How does rattlesnake venom work? Most rattlesnake venom is hemotoxic, meaning it will break down and destroy tissue and skin. It will also cause coagulopathy or disrupted blood clotting. Some species of rattlesnake, most notably the tiger rattlesnake, carry a presynaptic neurotoxin that causes paralysis.
Most venom is a mixture of five to 15 enzymes, various metal ions, biogenic amines, lipids, free amino acids, proteins, and polypeptides. It contains components designed to immobilize and disable the prey, as well as digestive enzymes which break down tissue to prepare for later ingestion. However, rattlesnakes are not aggressive unless they are provoked. They will only attack if they are cornered in an open area with nowhere to hide. Usually, they will retreat from a human if they are aware one is coming.

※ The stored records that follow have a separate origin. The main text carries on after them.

PR #6504, opened 2025-09-16
Test fix

paulklie:
The unit tests are failing on my end, however the automated tests seem to work.
The reason seems to be that 0 cannot be casted to the expected StringResource. Maybe there is a better way todo this, but I simply passed the first string resource (it does not seem to matter anyway, since the title is not used in the tests).


westnordost:
Oh, my bad! Thank you for the fix!

PR #6514, opened 2025-09-22
Adding quests suggested in #6457

HugoTHOLLON:
Adding the following quests suggested in #6457:
1. Where is this first aid kit located?
2. In what direction can you ride this? (for an aerial way)
3. How many bikes can be charged here at the same time?
4. How many scooters can be charged here at the same time?
5. Do you have to pay to park your motorcycle here?
6. Does this aerialway transport bikes?

For now, the quests 2, 3, 4 and 6 icons are placeholders and need to be replaced.

These are our first quests on this projects so they might need a lot of review.


mnalis:
Hi @HugoTHOLLON,

I see that several PRs have been recently opened in StreetComplete repository (e.g. this one, but probably also related team #6512, #6513), and then closed.  Closing a PR means you've given up on them.

Was it intentional (i.e. they need more work / testing before you'd suggest them for inclusion in StreetComplete) or was it a mistake? Can we help?

HugoTHOLLON:
Hello @mnalis yes it was intentional, the first 2 PR were mistakes as my team wanted to merge them into 1 and I rushed this one and forgot to make some of the tests and remove some of the file changes.  
We're just begining with PR and weren't organized. We don't need help for now don't worry.

paulklie:
I would also suggest creating one pull request for each quest. This would make it easier to review, and would make it possible to merge some of them while still working on others.

Issue #6390, opened 2025-07-05
BusStopRef in sweden


paulklie:
Currently the AddBusStopRef quest does not ask for swedish stop references.
I can confirm that in the following regions the vast majority or all bus stops have such a ref (a single letter):

- SE-O ([Västra Götaland](https://en.wikipedia.org/wiki/V%C3%A4stra_G%C3%B6taland_County)
- SE-N ([Halland](https://en.wikipedia.org/wiki/Halland_County))
- ([Skåne](https://en.wikipedia.org/wiki/Sk%C3%A5ne_County))

While from my expierience in these regions only very large bus stops will have such refs:

- SE-F ([Jönköping](https://en.wikipedia.org/wiki/J%C3%B6nk%C3%B6ping_County))
- SE-BD ([Norrbotten](https://en.wikipedia.org/wiki/Norrbotten_County))

Maybe some people from other regions (läns) could share their experience?

mnalis:
>  I can confirm that in the following regions the vast majority or all bus stops have such a ref (a single letter):

Yeah I was wondering about that... they all seems to have tagged `A` or `B` (or very rarely `C`) for `ref=*` and practically nothing else. Are we sure those should actually be [ref=* on bus stops](https://wiki.openstreetmap.org/wiki/Tag:highway%3Dbus_stop#How_to_map) ? Is no bus line going more than 2-3 stops ?

To me, `ref` means _"unique identifier of bus stop"_; e.g. if I read `ref=3278` on a bus stop sign, I expect that I could look that number on my mobile app and know exactly where I am. I don't see how it could work if it is only `ref=A` or `ref=B`. 

Is it more like a _direction of bus line_  (e.g. when it goes in one direction, it only stops on `A` stop, and when it goes back in another directions it only stops on `B` stop) than a (per-network) unique reference number?

In Croatia we tag those _"bus stops for different directions"_ by putting them in different relations which are part of superrelation for bus line.  See e.g. https://www.openstreetmap.org/relation/11742416 with its two sub-relations for an example.

> Maybe some people from other regions (läns) could share their experience?

Provided above is not an issue, here is a quick [overpass](https://overpass-turbo.eu/s/27lN) which shows stops having `ref` in green, and those missing it in orange. (Those having `gtfs:stop_id` also get purple outline). Perhaps it might help in determining the predominant situation in various parts of SE in case we lack users with on-the-ground experience there.

paulklie:
[...]

PR #6515, opened 2025-09-22
Disable bus stop name sweden

paulklie:
As previously discussed (https://github.com/streetcomplete/StreetComplete/issues/6390), in most of sweden a different tagging sheme is used, where the "name" field of bus platforms is usually "A","B" etc. The bus stop name is applied to the stop position instead.
This PR disables the quest in sweden entirely, to ensure we don't add any unwanted data.
Inspired by: https://community.openstreetmap.org/t/streetcomplete-i-sverige/135708/2

I have tested this.


westnordost:
Huff, I really dislike country-specific tagging schemata. Makes it more complicated for everyone.

But anyway, could you add the link to the discussion in which this was decided in a comment in the format like it is done in `AddHousenumber`?

westnordost:
Thank you!

PR #6516, opened 2025-09-22
Expand moped acccess quest to sweden.

paulklie:
See https://github.com/streetcomplete/StreetComplete/discussions/6482


westnordost:
Can you actually include the link to the discussion in a comment in the code, for documentation purposes?

westnordost:
Thanks!

PR #6519, opened 2025-09-25
removed market from AddAcceptsCash quest

paulklie:
Market places often have multiple stands. Asking if the entire market accepts cash makes little sence to me as it may differ by stand.


westnordost:
Hmm, doesn't this also apply to food courts?

paulklie:
> Hmm, doesn't this also apply to food courts?

good point, added

Issue #6350, opened 2025-06-16
Expand fee quest to zoo,disc_golf_course,aquarium and public_bath


paulklie:
The AddGeneralFee Quest can be easily expanded to these nodes:

| **tag**                  | **fee=yes** | **fee=no** | **total** |
|--------------------------|-------------|------------|-----------|
| tourism=zoo              | 515         | 858        | 8775      |
| leisure=disc_golf_course | 60          | 659        | 2304      |
| tourism=aquarium         | 15          | 80         | 1551      |
| amenity=public_bath      | 1 104       | 556        | 12165     |

All of these nodes are quite sparse, with most cities having only one or two, thus even though some might be quite similar, the user is unlikely to encounter them repeatedly.

matkoniecz:
`tourism=zoo`  `amenity=public_bath` - is there a real chance that free ones are not already tagged as free?

paulklie:
> `tourism=zoo` `amenity=public_bath` - is there a real chance that free ones are not already tagged as free?

Hmm, a "wildgehege" is a name for an outdoor zoo in germany, and are commonly free. Of the 181 places tagged with that name 174 do not have a fee tagged: https://overpass-turbo.eu/s/268M . 

Not sure about the bath, but I feel like the result here will be similar

westnordost:
Yeah, but these are then tagged as `tourism=zoo` `zoo=enclosure`.

mnalis:
> Yeah, but these are then tagged as `tourism=zoo` `zoo=enclosure`.

Yes, but that would still match `tourism=zoo` element selection, no? Same is with e.g. `zoo=petting_zoo`, which is in my experience (and current tagging) equally likely to be free of paid.

But even if we're to just look at the existing numbers - i.e. if **all** of currently untagged zoos were `fee=yes` (which is at least somewhat unlikely), it would still have about **~10%** which are `fee=no`, which would make the quest suitable IMHO; especially as it could never feel spammy to the mapper (because they are so rarely encountered).

mnalis:
Closing manually as it was implemented by merged PR https://github.com/streetcomplete/StreetComplete/pull/6357 (but missed the `Fixed #6350` magic word so didn't auto-close)

PR #6520, opened 2025-09-25
AddAcceptsCash: limit further tourism values to fee=yes.

paulklie:
Since we now ask for fee of zoo and aquarium(https://github.com/streetcomplete/StreetComplete/issues/6350), we can limit this quest for places that have such a fee=yes.
Additionally I added wilderness_hut since we now also ask for its fee.


paulklie:
On second thought: I have never seen a wilderness hut where you can pay in cash, mostly it is reserved beforehand, so I undid that change.

westnordost:
Nice, good find!

PR #6521, opened 2025-09-25
added further parking to AddWheelchairAccess

paulklie:
parking=underground or rooftop are similar to multi-story: often require an elevator.


matkoniecz (approved):
only looked at code

westnordost:
Yeah, I agree that this makes sense, thanks!

PR #6522, opened 2025-09-25
AddInternetAccess to airport terminal

paulklie:
Around 1.9% of terminals already have internet access tagged.
Tested.


westnordost:
Agree, I think that makes sense.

How does the rattlesnake’s rattle grow? The rattle is composed of a series of hollow, interlocked segments made of keratin, which are created by modifying the scales that cover the tip of the tail. The contraction of special “shaker” muscles in the tail causes these segments to vibrate against one another, making the rattling noise (which is amplified because the segments are hollow) in a behavior known as tail vibration. At birth, a pre-button is present at the tip of the snake’s tail; it is replaced by the button several days later when the first skin is shed. However, no sound can be made by the rattle until a second segment is added when the skin is shed again.

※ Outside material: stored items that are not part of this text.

PR #6531, opened 2025-09-30
Charging station quest

HugoTHOLLON:
Adding the following quests suggested in #6457:

1. How many bikes can be charged here at the same time?
2. How many scooters can be charged here at the same time?

For now, the icon of the quest 2 form is a bike and need to be replaced with a scooter. The icons of both quests are the same as the original charging_station_capacity quest, they could be replaced.

This PR include a french translation of the quests.


matkoniecz:
very quick comment

> This PR include a french translation of the quests.

this is not needed - translations are pulled from translation service and override previous contents, see https://github.com/streetcomplete/StreetComplete/blob/master/CONTRIBUTING.md#translating-the-app

> Before each [release](https://github.com/streetcomplete/StreetComplete/blob/master/res/documentation/creating%20new%20release.md), translations are pulled in from POEditor. Please, use POEditor for translating. Manual changes submitted as Pull Requests will not be merged as they do not help the project.

app/src/commonMain/kotlin/de/westnordost/streetcomplete/ApplicationConstants.kt
```diff
@@ -4,7 +4,7 @@ import de.westnordost.streetcomplete.data.osm.edits.split_way.SplitWayAction
 import kotlin.time.Duration.Companion.minutes
 
 object ApplicationConstants {
-    const val NAME = "StreetComplete"
+    const val NAME = "StreetComplete_SAES5"
```
paulklie: I believe you changed this because @mnalis asked you here https://github.com/HugoTHOLLON/StreetCompleteSAE_S5/issues/40 right?
I think mnalis did this because they misunderstood, and thought you were creating a forked client of Street Complete. However since your are trying to push back to Street Complete you will need to revert this name change for this branch.

app/src/androidMain/kotlin/de/westnordost/streetcomplete/quests/charging_station_capacity/AddScooterChargingStationCapacity.kt
```diff
@@ -0,0 +1,42 @@
...
+import de.westnordost.streetcomplete.data.quest.AndroidQuest
+import de.westnordost.streetcomplete.data.user.achievements.EditTypeAchievement.BICYCLIST
+import de.westnordost.streetcomplete.osm.Tags
+import de.westnordost.streetcomplete.osm.updateWithCheckDate
+
+class AddScooterChargingStationCapacity : OsmFilterQuestType<Int>(), AndroidQuest {
+
+    override val elementFilter = """
+        nodes, ways with
+          amenity = charging_station
```
paulklie, line 18: I think we should also filter out any charging stations with motor_vehicle=yes/designated since some charging stations can be used for both scooters / bikes and cars.

app/src/androidMain/kotlin/de/westnordost/streetcomplete/quests/charging_station_capacity/AddBikeChargingStationCapacity.kt
```diff
@@ -0,0 +1,42 @@
...
+import de.westnordost.streetcomplete.data.user.achievements.EditTypeAchievement.BICYCLIST
+import de.westnordost.streetcomplete.osm.Tags
+import de.westnordost.streetcomplete.osm.updateWithCheckDate
+
+class AddBikeChargingStationCapacity : OsmFilterQuestType<Int>(), AndroidQuest {
+
+    override val elementFilter = """
+        nodes, ways with
+          amenity = charging_station
+          and bicycle ~ yes|designated
```
paulklie, line 19: Same here

app/src/androidMain/kotlin/de/westnordost/streetcomplete/quests/QuestsModule.kt
```diff
@@ -408,6 +410,10 @@ fun questTypeRegistry(
 
     86 to AddClothingBinOperator(),
 
+    179 to AddBikeChargingStationCapacity(),
+
```
paulklie: I think you can remove these empty lines?

paulklie:
Nice work so far!

paulklie:
I also think the quests are better placed together with the car one in quests/charging_station_capacity instead of a new directory.

app/src/androidMain/res/values/strings.xml
```diff
@@ -777,6 +777,8 @@ Before uploading your changes, the app checks with a &lt;a href="https://www.wes
     <string name="quest_barrier_bicycle_installation_openable">Openable</string>
     <string name="quest_barrier_bicycle_installation_removable">Removable</string>
 
+    <string name="quest_bicycle_charging_station_capacity_title">How many bicycle can be charged here at the same time?</string>
```
westnordost:
```suggestion
    <string name="quest_bicycle_charging_station_capacity_title">How many bicycles can be charged here at the same time?</string>
```

app/src/androidMain/kotlin/de/westnordost/streetcomplete/quests/charging_station_capacity/AddScooterChargingStationCapacity.kt
westnordost: Hm well, I guess the situation with these `vehicle` tags is a bit difficult and/or undocumented.

Is a `amenity = charging_station and scooter ~ yes|designated` supposed to be a scooter-only charging station? Or are motor vehicles generally allowed unless specified otherwise? The wiki makes it sound like it is supposed to be the latter. 
On the other hand, unless specified explicitly in the wiki (and even then), we have to assume that we'll find both in the wild.

I am thinking that maybe it would be safer to **always** tag `capacity:scooter` for clarity because `amenity=charging_station` is . (Same for bicycles)

app/src/androidMain/kotlin/de/westnordost/streetcomplete/quests/scooter_charging_station_capacity/AddScooterChargingStationCapacity.kt
```diff
@@ -0,0 +1,42 @@
...
+          and (
+           !capacity
+           or capacity older today -8 years
+         )
+    """
+    override val changesetComment = "Specify scooter charging stations capacities"
+    override val wikiLink = "Tag:amenity=charging_station"
+    override val icon = R.drawable.ic_quest_car_charger_capacity // using the car charger icon because the logo also works for scooters
+    override val isDeleteElementEnabled = true
+    override val achievements = listOf(BICYCLIST) // no scooter achievement
```
westnordost:
```suggestion
    override val achievements = listOf(CAR)
```
Well, I think this fits better, then. (Need to change the import, too)

app/src/androidMain/kotlin/de/westnordost/streetcomplete/quests/bike_charging_station_capacity/AddBikeChargingStationCapacity.kt
```diff
@@ -0,0 +1,42 @@
...
+          and bicycle ~ yes|designated
+          and access !~ private|no
+          and (
+           !capacity
+           or capacity older today -8 years
+         )
+    """
+    override val changesetComment = "Specify bicycle charging stations capacities"
+    override val wikiLink = "Tag:amenity=charging_station"
+    override val icon = R.drawable.ic_quest_car_charger_capacity // using the car charger icon because the logo also works for bikes
```
westnordost: Yes, but bicycle quests generally have a violet background. You can just copy that icon and change the background color.

westnordost:
> I also think the quests are better placed together with the car one in quests/charging_station_capacity instead of a new directory.

I don't mind either way. Don't see a reason for that.

paulklie:
> > I also think the quests are better placed together with the car one in quests/charging_station_capacity instead of a new directory.
> 
> I don't mind either way. Don't see a reason for that.

If https://github.com/streetcomplete/StreetComplete/pull/6536  gets merged there will be shared code that all quests might use in that directory

app/src/androidMain/kotlin/de/westnordost/streetcomplete/quests/charging_station_capacity/AddScooterChargingStationCapacity.kt
paulklie: Could we not reuse the solution in https://github.com/streetcomplete/StreetComplete/pull/6536?
Tag `capacity:scooter` if the charging station supports other modes of transport and `capacity` if not?

app/src/commonMain/kotlin/de/westnordost/streetcomplete/ApplicationConstants.kt
matkoniecz:
```suggestion
    const val NAME = "StreetComplete"
```

app/src/androidMain/kotlin/de/westnordost/streetcomplete/quests/charging_station_capacity/AddScooterChargingStationCapacityForm.kt
```diff
@@ -0,0 +1,9 @@
+package de.westnordost.streetcomplete.quests.charging_station_capacity
+
+import de.westnordost.streetcomplete.quests.AAddCountInput
+import de.westnordost.streetcomplete.resources.Res
+import de.westnordost.streetcomplete.resources.count_bicycle
+
+class AddScooterChargingStationCapacityForm : AAddCountInput() {
+    override val icon = Res.drawable.count_bicycle // TODO add a scooter icon (res/drawable/ic_smoothness_scooter.xml) could work but it needs to be copied in commomMain, right know it can be found in androidMain.
```
westnordost, line 8: Uhh, wait, `ic_smoothness_scooter` is 🛴

Isn't this quest about 🛵 ?

I checked the [wiki on `scooter`](https://wiki.openstreetmap.org/wiki/Key:scooter) and it says that "scooter" is not defined / ambiguous. At least 🛴 is tagged as `small_electric_vehicle`, so maybe that means that `scooter` is now better defined.

app/src/androidMain/res/drawable/ic_quest_bicycle_charger_capacity.xml
westnordost, line 1: Could you supply the same icon as SVG in /res/graphics/quest/bicycle_charger_capacity.svg ?

app/src/androidMain/kotlin/de/westnordost/streetcomplete/quests/charging_station_capacity/AddScooterChargingStationCapacity.kt
westnordost: The problem is that the list of "other modes of transport" is somewhat open ended.

app/src/androidMain/kotlin/de/westnordost/streetcomplete/quests/charging_station_capacity/AddScooterChargingStationCapacityForm.kt
HugoTHOLLON: I thought the quest was about 🛵 too (because  🛴 is called differently in France) but an electric 🛴 is way more common than an electric 🛵.

So should I keep it like this for now ?

HugoTHOLLON:
@westnordost I'm don't really see the problem about the "other modes of transport" behing open ended. A charging station with multiple vehicule types (e.g. bicycle, car and scooter) might have informations about the bicycle and car's capacity but not the scooter's.

app/src/androidMain/kotlin/de/westnordost/streetcomplete/quests/charging_station_capacity/AddScooterChargingStationCapacityForm.kt
paulklie: Ok my bad, I think I confused those two. As you can see here https://github.com/streetcomplete/StreetComplete/pull/6536#discussion_r2398752702 `motorcycle` is the third most used for charging station, while `scooter` is very rare.

app/src/androidMain/kotlin/de/westnordost/streetcomplete/quests/charging_station_capacity/AddScooterChargingStationCapacity.kt
HugoTHOLLON: My message is the duplicate of one I made below.

@westnordost I'm don't really see the problem about the "other modes of transport" behing open ended. A charging station with multiple vehicule types (e.g. bicycle, car and scooter) might have informations about the bicycle and car's capacity but not the scooter's.

app/src/androidMain/kotlin/de/westnordost/streetcomplete/quests/charging_station_capacity/AddScooterChargingStationCapacityForm.kt
paulklie: My bad, I think I also confused `motorcycle` and `scooter`.
Maybe we could just switch this to motorcycle charging capacity?
It is used more often anyway: https://github.com/streetcomplete/StreetComplete/pull/6536#discussion_r2398752702

Interestingly, 95% of the scooter tag usage is on charging stations.

HugoTHOLLON: Could we just do both `motorcycle` and `scooter` ? Like adding a `AddMotorcycleChargingStationCapacity` ?  
It could be intresting to keep the scooter quest because as you said this tag is used mainly on the charging stations.

westnordost: > Interestingly, 95% of the scooter tag usage is on charging stations.

I see, well, then let's stick to `scooter`. It seems to be a somewhat established tagging scheme for charging stations...
**Unless** the charging stations that are tagged with `scooter` are **actually** meant for `small_electric_vehicle` 🛴, i.e. mistaggings! This should be researched first on a test basis.

HugoTHOLLON:
So... I'm not sure what to do now @westnordost @paulklie. 

Is my pull request correct ? 

Do I need to resolve the 2 remaining conflicts even if no modifications were made ?

paulklie:
> Is my pull request correct ?

I think we need to resolve the discussion in https://github.com/streetcomplete/StreetComplete/pull/6536 first, and decide if asking for the `capacity` of bike / scooter charging stations even makes sense.

Pardon me, I should have considered this before adding it to https://github.com/streetcomplete/StreetComplete/discussions/6457

westnordost:
Superseded by #6595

A new rattle segment is added each time the snake sheds its skin, and the snake may shed its skin several times a year, depending on food supply and growth rate. However, even though the rattlesnakes try to protect the rattle by moving with it held upright, the rattles still get hit with and against things, so they break. This is why the length of the rattle is not usually a clue as to how old the snake is.